Nelson Offroad offers this opportunity. If you can only take one tour during your visit, take this one. Meeting in front of the Virginia City Depot, you can't miss the hulking mass of Desert Storm metal reposing under the Cottonwood tree. Ken and Dani are a local husband-and-wife team - two accomplished, articulate, and very engaging historians who are capable of illuminating the history of the area with great clarity and skill. Unlike most offroad tours, which are reminiscent of sitting in a blender on the chop setting while you stare straight ahead, contemplating your doom, the Alder Gulch tours are an adventurous scenic tour that offers just the right balance of adrenaline and scenic value. All tours take place aboard Colossus (be sure to ask Ken about the history of the vehicle) - a vehicle that can literally go anywhere and withstand earth, wind, fire, and ice as if it were a mere gnat smashed against the windscreen, and are narrated by Ken and/or Dani. The ride itself bumps along, but is in fact rather comfortable and smooth. If you are comfortable with mild jostling, you will be just fine.
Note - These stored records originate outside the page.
PR #166449, opened 2025-10-28
[pp] Add reduce_grad Action

IvanKobzarev:
* __->__ #166449


test/distributed/pipelining/test_schedule.py
```diff
@@ -574,6 +575,45 @@ def test_unshard_reshard(self, test_info):
...
+                ],
+            },
+        ],
+    )
+    def test_reduce_grad(self, test_info):
+        compute_sch = self._parse_actions(test_info["compute"])
+        expected_comms_sch = self._parse_actions(test_info["comms"])
+
+        comms_sch = _add_reduce_grad(compute_sch)
+        for expected, actual in zip(expected_comms_sch, comms_sch):
```
Skylion007:
```suggestion
        for expected, actual in zip(expected_comms_sch, comms_sch, strict=True):

File: torch/distributed/pipelining/schedules.py [hunk 2]
```diff
@@ -1059,6 +1064,35 @@ def _get_pipeline_order(self) -> Optional[dict[int, list[Optional[_Action]]]]:
         return pipeline_order
 
 
+def _requires_reduce_grad(action_type: _ComputationType):
```
Skylion007:
```suggestion
def _requires_reduce_grad(action_type: _ComputationType) -> bool:

File: torch/distributed/pipelining/schedules.py [hunk 3]
```diff
@@ -1055,10 +1060,60 @@ def _get_pipeline_order(self) -> Optional[dict[int, list[Optional[_Action]]]]:
...
                     remaining_backward -= 1
 
-            pipeline_order[rank] = actions
+            pipeline_order[rank] = _add_reduce_grad(actions)
         return pipeline_order
 
 
+def _requires_reduce_grad(action_type: _ComputationType) -> bool:
+    return action_type in (I, W, B)
+
```
sanketpurandare, line 1069: the `I` action wouldn't require a reduce_grad, only `B` and `W` would require it right?

torch/distributed/pipelining/schedules.py
```diff
@@ -1055,10 +1060,60 @@ def _get_pipeline_order(self) -> Optional[dict[int, list[Optional[_Action]]]]:
...
+
+def _add_reduce_grad(actions: list[Optional[_Action]]) -> list[Optional[_Action]]:
+    """
+    REDUCE_GRAD refers to joint across minibatches grad reduction.
+    reduce_grad frees memory and we want to schedule it just after the last "backward"-like stage.
+    """
+    stage_with_bw_count: dict[int, int] = defaultdict(int)
```
wconstab: what's the point of counting, every stage should have the same number of backwards, equal to the number of microbatches, right?  is this just for validation sake?

torch/distributed/pipelining/schedules.py
```diff
@@ -1055,10 +1060,60 @@ def _get_pipeline_order(self) -> Optional[dict[int, list[Optional[_Action]]]]:
...
+            _count_leaf_action(a)
+
+    actions_with_reduce_grad: list[Optional[_Action]] = []
+    cnt: dict[int, int] = defaultdict(int)
+
+    def _leaf_action(a, to_schedule):
+        if _requires_reduce_grad(a.computation_type):
+            stage_index = a.stage_index
+            cnt[stage_index] += 1
+            if cnt[stage_index] == stage_with_bw_count[stage_index]:
```
wconstab: related to my comment about counting, i think what you did is fine but overly defensive, and probably better to follow the existing pattern from elsewhere in this file:
```               
last_backward = self.backward_counter[stage_idx] == self._n_microbatches
```

although you don't have access to self in here, so maybe pass n_microbatches into the add_reduce_grad helper, or maybe just ignore me and keep the counting method

torch/distributed/pipelining/schedules.py
```diff
@@ -1596,12 +1651,6 @@ def step(
             args_split, kwargs_split, targets_split, losses, return_outputs
         )
 
-        # Stage post processing
-        # TODO: remove this section and include as part of the schedule IR?
-        for stage in self._stages:
-            grad_scale_factor = self._n_microbatches if self.scale_grads else 1
-            stage._post_backward(grad_scale_factor)
```
wconstab, line 1603: note: this _post_backward call is renamed to 'perfom_reduce_grad' and called as part of the schedule IR

torch/distributed/pipelining/schedules.py
```diff
@@ -2185,6 +2238,9 @@ def _perform_action(action: _Action) -> None:
                     mb_index,
                     last_backward=last_backward,
                 )
+            elif comp_type == REDUCE_GRAD:
```
wconstab, line 2229: i'm probably ok with landing as-is for now, but i am wondering if we eventually get away from hardcoding the fsdp-specific logic into the stage.

for autoparallel, we're relying on someone to override stage.perform_reduce_grad, right?

wconstab (commented):
LGTM, but how have you tested this? in particular, i'd be a little worried about breaking existing FSDP/DDP compatibility.

IvanKobzarev:
> LGTM, but how have you tested this? in particular, i'd be a little worried about breaking existing FSDP/DDP compatibility.

Tested our tests that run schedules and do numerics checks.

I do not know if our tests cover DDP and FSDP cases, need to verify.

torch/distributed/pipelining/schedules.py
IvanKobzarev: I see, yes. I thought about very abstract schedules without invariants. Will change it to just n_microbatches.

torch/distributed/pipelining/schedules.py
IvanKobzarev: Yes, autoparallel will override all the stages.

IvanKobzarev:
> LGTM, but how have you tested this? in particular, i'd be a little worried about breaking existing FSDP/DDP compatibility.

@wconstab Tested torchtitan integration_tests - ok, 
and llama 3 with `--parallelism.data_parallel_shard_degree=4, --parallelism.pipeline_parallel_degree=2`

wconstab (approved):
there are explicit composability tests in here:
https://github.com/pytorch/pytorch/blob/main/test/distributed/_composable/test_composability/test_pp_composability.py
Just make sure they were run on your PR or add more tags to get CI to run all the tests if not

sanketpurandare (approved):

PR #166455, opened 2025-10-28
[ez] Remove maybe unused var in common_utils.py

clee2000:
I think we don't actually need this anymore since we don't use inspect.getfile to get the filename anymore


huydhn (approved):
LGTM! Not sure why lint fails in your case, maybe do a rebase

PR #161015, opened 2025-08-19
[DTensor] fix DTensorTestCase.destroy_pg() when device_type is "cpu" but CUDA device is available

XilunWu:
Stack from [ghstack](https://github.com/ezyang/ghstack) (oldest at bottom):
* __->__ #161015

**Summary**
When `device_id` is not None, barrier() will choose the accelerator of the most
pripority, which means if the test specifies to use CPU for testing while CUDA is
available on the host, the barrier() will use CUDA. To avoid this and better respect
`self.device_type`, we add this branch to enforce barrier() to use CPU when
`self.device_type` is CPU and other accelerator is also available.

**Test**
`pytest test/distributed/tensor/test_dtensor_testbase.py`

**Debugging Output**
```
# from init_process_group()
init pg: backend=gloo, device_id = None
default_pg has backend: gloo, device_types: [device(type='cuda'), device(type='cpu')]

# from barrier()
barrier: device_ids = [10], devices = [], device = None, PG=[device(type='cuda'), device(type='cpu')]
```

cc @H-Huang @awgu @wanchaol @fegin @fduwjj @wz337 @wconstab @d4l3k @pragupta

PR #166463, opened 2025-10-28
[ptd] Fix test config in destroy_pg

fduwjj:
Summary: When device_type is CPU we will not use device id from CUDA which is enabled in https://github.com/pytorch/pytorch/pull/161015. However, we should not exclude the case when the accelerator itself is CPU. This PR fixes it.

Test Plan: UT

Differential Revision: D85714901

### DIFF
--- a/torch/testing/_internal/distributed/_tensor/common_dtensor.py
+++ b/torch/testing/_internal/distributed/_tensor/common_dtensor.py
@@ -447,7 +447,7 @@ class DTensorTestBase(MultiProcessTestCase):
                 torch.cuda.current_device() if self.device_type == "cuda" else self.rank
             )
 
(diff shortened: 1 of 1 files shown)


mori360 (approved):

torch/testing/_internal/distributed/_tensor/common_dtensor.py
```diff
@@ -447,7 +447,7 @@ def destroy_pg(self, device_id: Optional[int] = None) -> None:
                 torch.cuda.current_device() if self.device_type == "cuda" else self.rank
             )
 
-        if self.device_type == "cpu" and torch._C._get_accelerator().type != "cpu":
```
fegin, line 450: Do we know the reason why the condition was added? cc., @XilunWu

fegin (approved):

The daytime tour, which is about 90 minutes, journeys south from town and up into the lodgepole woods rising above Virginia City on the flanks of Mt. Baldy. Along the way, mining techniques and landscapes previously conveyed in pictures and text in town below become real - your guides will point out and describe the remnants of dredge, hydraulic, and open pit mining: all of which happened on the very ground Colossus grinds beneath his tires. The trip is steep, with a vertical rise of several thousand feet, and every turn of the wheel begets another story. Everything from the local midgets who became tycoons to the Chinese merchants who discovered an ingenious way to spring one of their own from prison to the world of frontier prostitution to the active mines of today are brought to life at the very places they happened. You won't look at the towns the same way again - nowhere is there a more thoroughly entertaining and exciting way to soak up the local history, flavor, and landscape, than aboard this tour. Wildlife sightings are common - Moose, Bear, and Deer call this area home, and there's a good chance you may see one... or even something supernatural if you take their new Ghost Tour.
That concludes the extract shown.